3.- Vulneración del principio de presunción de inocencia.

4.- Por inaplicación de la atenuante analógica de haberse cometido el delito bajo la ingesta de bebidas alcohólicas, ya que el recurrente indicó que habían estado toda la noche consumiendo alcohol, y la atenuante de dilaciones indebidas que debe entenderse como muy cualificada ya que desde que se cometieron los hechos hasta que se ha celebrado la vista oral han transcurrido ocho años, plazo excesivamente largo para el delito ante el que nos encontramos.

5.- Respecto de la responsabilidad civil, el Sr. Roman no acudió a la vista oral por lo que no se ratificó en relación a los daños producidos en sus máquinas ni respecto de la cantidad realmente sustraida.

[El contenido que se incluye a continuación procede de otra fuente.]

PR #2638, opened 2018-09-03
Unit test variant stock

### LINKED ISSUE #2627: [Spree Upgrade] Add unit tests, doc and deprecation warnings to VariantStock
## Description

#2615 got merged but we're still missing unit tests for this new `VariantStock` module.

Also, we should document what happens with the various methods involved in that module as mentioned in https://github.com/openfoodfoundation/openfoodnetwork/pull/2615#discussion_r214063245, as well as add deprecation warnings to prevent us from relying on this old API (see https://github.com/openfoodfoundation/openfoodnetwork/pull/2615#discussion_r214064783).

## Context

We decided to merge #2615 because @mkllnk wasn't able to complete it. With a new PR we avoid any possible conflicts with his work.

sauloperez:
#### What? Why?

Closes #2627 

As explained in the issue, this adds unit tests, documentation and deprecation warnings to the new `VariantStock` module. The one that provides backward compatibility for the current stock methods such as `#on_hand` or `#on_demand`.

You can read the commits to understand minor details of the decisions taken, like https://github.com/openfoodfoundation/openfoodnetwork/pull/2638/commits/5c14a8c66ee20554549a7a8fdcbbcbd83733d758.

#### What should we test?

The upgrade is not ready to be tested yet.

#### Release notes

Changelog Category: Changed


daniellemoorhead:
@sauloperez 

Please, please, #assignyourself to PRs. Please 🙏

lib/open_food_network/variant_stock.rb
```diff
@@ -1,80 +1,136 @@
...
+    # Sets whether the variant can be ordered on demand or not. Note
+    # that although this modifies the stock item, it is not
+    # persisted.
+    #
+    # @raise [StandardError] when the variant has no stock item yet
     def on_demand=(new_value)
+      warn_deprecation(__method__)
+
       raise_error_if_no_stock_item_available
+      raise_error_if_multiple_stock_items
```
sauloperez: I'll try to convince you this deserves to become a DB-level constraint although opinions (See https://openfoodnetwork.slack.com/threads/convo/C4NDJT3FY-1535723508.000100/) were against it.

First, at this point, it is too late. The data is already inconsistent violating data integrity and we can cleaning it manually is the most we can do. And that is hard.

Second, nothing stops us data to become inconsistent by any other means. Adding this sort of barrier, doesn't prevent this from happening from a rails console, a controller or even a psql session. It's like *poner puertas al campo* aka. trying to stop the unstoppable.

As a result, unconfident programming comes up; the lines of code consuming `stock_items` become paranoid checking there's a single stock item throughtout the app.

That is why, I believe this would be better off replaced by `add_index :spree_stock_items, :variant_id, unique: true` in a migration. I know we don't like messing with Spree's schema but this doesn't modify the tables and the data integrity it provides well outweighs it.

lib/open_food_network/variant_stock.rb
```diff
@@ -1,19 +1,31 @@
 require 'active_support/concern'
 
-# These methods were available in Spree 1, but were removed in Spree 2.
-# We would still like to use them. Therefore we use only a single stock location
-# (default stock location) and use it to track the `count_on_hand` value that
-# was previously a database column on variants.
+# These methods were available in Spree 1, but were removed in Spree 2.  We
+# would still like to use them so that we still give support to the consumers
+# of this methods, making the upgrade backward compatible.
+#
```
luisramos0: I believe this module should be called Adapter, VariantStockAdapter.
And the documentation could become more simple:

-# This module is an adapter for OFN to work with Spree v2 code. 
-# 
-# This adapter simplifies the Spree 2 data model by using only a single stock item per variant.
-# Each stock item is associated to a single stock location per instance (default stock location).
-# The stock items are used to track the `count_on_hand` value (previously a database column on -variants).
-# See https://github.com/openfoodfoundation/openfoodnetwork/wiki/Spree-Upgrade%3A-Stock-locations
-# for details.

lib/open_food_network/variant_stock.rb
```diff
@@ -1,19 +1,31 @@
...
+# Therefore we use only a single stock item per variant, which is associated to
+# a single stock location per instance (default stock location) and use it to
+# track the `count_on_hand` value that was previously a database column on
+# variants. See
+# https://github.com/openfoodfoundation/openfoodnetwork/wiki/Spree-Upgrade%3A-Stock-locations
+# for details.
 #
 # We may decide to deprecate these methods after we designed the Network feature.
```
luisramos0: We may have the deprecation warning here, for example, "Some methods are or may become deprecated." but I dont think we should mention roadmap/future items in code comments ever. I'd remove the reference to Network feature.

lib/open_food_network/variant_stock.rb
```diff
@@ -1,19 +1,31 @@
...
 
     included do
-      after_save :save_stock
+      after_update :save_stock
     end
 
+    # Returns the number of items of the variant available in the
+    # stock. When allowing on demand, it returns infinite.
+    #
+    # Note this method relies on Spree's 2.0 #total_on_hand.
```
luisramos0: I would remove this comment. The code is self explanatory.

lib/open_food_network/variant_stock.rb
```diff
@@ -22,39 +34,65 @@ def on_hand
       end
     end
 
+    # Alias for Spree's 2.0 #total_on_hand
```
luisramos0: Instead of referring to the method used below. It would be more useful to explain what this method does, probably just "Number of items available in the stock for this variant."

lib/open_food_network/variant_stock.rb
```diff
@@ -22,39 +34,65 @@ def on_hand
...
+    # @raise [StandardError] when the track_inventory_levels config
+    # key is not set.
     def on_hand=(new_level)
       error = 'Cannot set on_hand value when Spree::Config[:track_inventory_levels] is false'
       raise error unless Spree::Config.track_inventory_levels
 
       self.count_on_hand = new_level
     end
 
+    # Sets the stock level. As opposed to #on_hand= it does not check `track_inventory_levels`'s value. It does ensure there's a stock item for the variant however raising otherwise. See #raise_error_if_no_stock_item_available for details.
```
luisramos0: More then explaining what's already in the code, I'd prefer to see here the why it is doing so. Why is it not checking "track_inventory_levels" here? same for on_hand=, why is it not checking for the existence of stock_item?

lib/open_food_network/variant_stock.rb
```diff
@@ -22,39 +34,65 @@ def on_hand
...
+    # @raise [StandardError] when the variant has no stock item yet
     def count_on_hand=(new_level)
       raise_error_if_no_stock_item_available
       overwrite_stock_levels new_level
     end
 
     def on_demand
-      stock_items.any?(&:backorderable?)
+      warn_deprecation(__method__)
+      stock_items.first.backorderable?
```
luisramos0: nice!!

lib/open_food_network/variant_stock.rb
```diff
@@ -22,39 +34,65 @@ def on_hand
...
     end
 
+    # Sets whether the variant can be ordered on demand or not. Note
+    # that although this modifies the stock item, it is not
+    # persisted.
```
luisramos0: what do you mean by "it is not persisted"? why would you use it then?

lib/open_food_network/variant_stock.rb
luisramos0: I see. I dont like the approach because we should know who's doing what and fix when it's not happening. 

"become paranoid checking there's a single stock item throughout the app"
The place from where code is "consuming stock_items" should be one and only one: it's the model and service layer of this part of the app. But I know we don't have that kind of isolation... So, lets do it!

sauloperez:
Thanks for your review @luisramos0 ! I tried to share more knowledge and be concise. Let me know if it's all clear as a dev reading the code.

luisramos0:
Awesome! Comments are better now, thanks!
I know it's probably the normal thing to do in Rails but I have to say again, I dont like the fact the name of the module is not stating clearly that it is an Adapter or a Concern. This VariantStock will never be used outside of Variant, it's an add on, it is not a standalone service/module/model, so I'd call it VariantStockConcern.

sauloperez:
Yep, I still need to take a look at that

lib/open_food_network/variant_stock.rb
```diff
@@ -77,7 +84,7 @@ def count_on_hand=(new_level)
     # track_inventory_levels only. It was initially introduced in
     # https://github.com/openfoodfoundation/spree/commit/20b5ad9835dca7f41a40ad16c7b45f987eea6dcc
     def on_demand
-      warn_deprecation(__method__)
+      warn_deprecation(__method__, 'Spree::Config[:track_inventory_levels]')
```
mkllnk: This is not right. Track inventory levels is a global setting that we don't use at all. Alternatives are `in_stock?` and `stock_items.first.backorderable?`.

lib/open_food_network/variant_stock.rb
```diff
@@ -125,5 +134,12 @@ def overwrite_stock_levels(new_level)
       # have only one stock location.
       stock_items.first.__send__(:count_on_hand=, new_level)
     end
+
+    def warn_deprecation(method_name, new_method_name)
```
mkllnk: I'm feeling a bit uneasy to introduce deprecation warnings without having a clear plan what else to use. We can refer to the stock items, but that may change again when we detailed the network feature. I would only deprecate the methods we are sure how to replace them.

lib/open_food_network/variant_stock.rb
mkllnk: Yes, I'm in favour of a constraint. That does make some of my earlier comments redundant.

lib/open_food_network/variant_stock.rb
```diff
@@ -22,39 +34,81 @@ def on_hand
...
 
+    # Persists the single stock item associated to this variant. As defined in
+    # the top-most comment, as there's a single stock location in the whole
+    # database, there can only be a stock item per variant. See StockItem's
+    # definition at
+    # https://github.com/openfoodfoundation/spree/blob/43950c3689a77a7f493cc6d805a0edccfe75ebc2/core/app/models/spree/stock_item.rb#L3-L4
+    # for details.
     def save_stock
-      stock_items.each(&:save)
+      stock_items.first.save
```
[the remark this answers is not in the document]
sauloperez: Any idea how? I'll take a look anyway.

sauloperez:
Ok, so I renamed and moved it @luisramos0 . Aligned with what you suggested I moved it to `concerns/` to follow Rails 4 convention (In Rails 4 there's a `models/concern/` by default).

It's an old misconception that all stuff in `models/` need to be AR's models and all other abstractions we come up with in `lib/`. Any of these abstractions are also part of our domain logic and as such, it makes sense they also live under `app/`. This [CodeClimate's blog post](https://codeclimate.com/blog/what-code-goes-in-the-lib-directory/) is a nice and short explanation of the topic.

luisramos0:
Awesome! I will do the same on OrderShippingMethod.
For me it makes perfect sense, /lib for generic not-ofn specific stuff and /app for ofn stuff.

What I am concerned about is the difficulty of creating a service culture: business logic like this should not be in models or concerns (models are for ORM and data), it should be in services. I believe the best place for this would be /app/services, but it would have to be a service, not a concern.

lib/open_food_network/variant_stock.rb
sauloperez: > Track inventory levels is a global setting that we don't use at all

is that explained/documented somewhere?

sauloperez:
> Track inventory levels is a global setting that we don't use at all

is that explained/documented somewhere @mkllnk ?

Also, `#in_stock?`'s definition uses exactly that config.

https://github.com/openfoodfoundation/openfoodnetwork/blob/c4d4b52668393e733b02582644c2acf1a7e0f0a1/lib/open_food_network/scope_variant_to_hub.rb#L25-L29

lib/open_food_network/variant_stock.rb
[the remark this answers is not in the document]
sauloperez: that config is gone @Matt-Yorkley

luisramos0:
2 approvals. moving to test ready.
I think @Matt-Yorkley  just offered some advise at one point, he was not planning to review the PR.
correct me if I am wrong.

luisramos0:
moving to ready to go actually, no tests here.

sauloperez:
I followed his advice but nothing relevant came out of it, at least for now.

PR #2614, opened 2018-08-29
Transifex

Transifex-Openfoodnetwork:
Automatically created by our CI server.

PR #2643, opened 2018-09-04
Fetched latest translations from transifex with tx pull --force

luisramos0:
#### What? Why?

Manual fetch from transifex, so that all menu translations are included in next release.

This is simply the results of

III.- Por parte del Ministerio Fiscal se opone a los recursos formulados interesando la confirmación de la resolución recurrida.



SEGUNDO.- Por técnica depurativa de posibles obstáculos procesales debemos analizar en primer lugar el motivo de apelación formulado por ambas partes recurrentes concerniente a la prescripción del delito alegada.

Así no se discute que los hechos se cometieron en fecha 9 de septiembre de 2.010 y que los investigados declararon en sede judicial el 13 de septiembre de 2.010, igualmente tampoco se discute que en el presente supuesto el plazo de prescripción es de cinco años, ello en atención a los dispuesto en el art. 131 CP , siendo que la cuestión debatida se centra en determinar si el auto de fecha 17 de junio de 2.015 que acuerda la continuación de las diligencias previas por los trámites del procedimiento abreviado, tiene la virtualidad de interrumpir la prescripción, dado que tampoco hay duda de que el Auto de apertura del juicio oral es de fecha 5 de septiembre de 2.016.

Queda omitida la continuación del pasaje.